**Stored items**.

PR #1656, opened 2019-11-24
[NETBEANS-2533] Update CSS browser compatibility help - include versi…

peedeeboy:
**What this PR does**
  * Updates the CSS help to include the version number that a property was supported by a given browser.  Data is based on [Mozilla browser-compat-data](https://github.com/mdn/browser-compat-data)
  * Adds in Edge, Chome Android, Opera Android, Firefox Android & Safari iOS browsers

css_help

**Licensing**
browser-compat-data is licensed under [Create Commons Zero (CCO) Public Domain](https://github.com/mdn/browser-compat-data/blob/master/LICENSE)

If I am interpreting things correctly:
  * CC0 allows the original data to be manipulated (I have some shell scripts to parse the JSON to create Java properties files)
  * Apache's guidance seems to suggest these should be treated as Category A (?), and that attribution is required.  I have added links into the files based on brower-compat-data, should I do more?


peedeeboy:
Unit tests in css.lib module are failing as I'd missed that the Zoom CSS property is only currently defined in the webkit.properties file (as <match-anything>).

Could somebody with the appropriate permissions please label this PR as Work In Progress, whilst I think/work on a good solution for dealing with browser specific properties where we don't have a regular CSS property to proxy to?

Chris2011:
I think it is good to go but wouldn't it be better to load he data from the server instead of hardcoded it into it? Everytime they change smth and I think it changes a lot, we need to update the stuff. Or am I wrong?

**TASK PROMPT**.
Each line from the top of the entries above through the line containing "Updates the CSS" must be transcribed exactly, and no other line may appear.

**WRITTEN SOLUTION**.
PR #1656, opened 2019-11-24
[NETBEANS-2533] Update CSS browser compatibility help - include versi…

peedeeboy:
**What this PR does**
  * Updates the CSS help to include the version number that a property was supported by a given browser.  Data is based on [Mozilla browser-compat-data](https://github.com/mdn/browser-compat-data)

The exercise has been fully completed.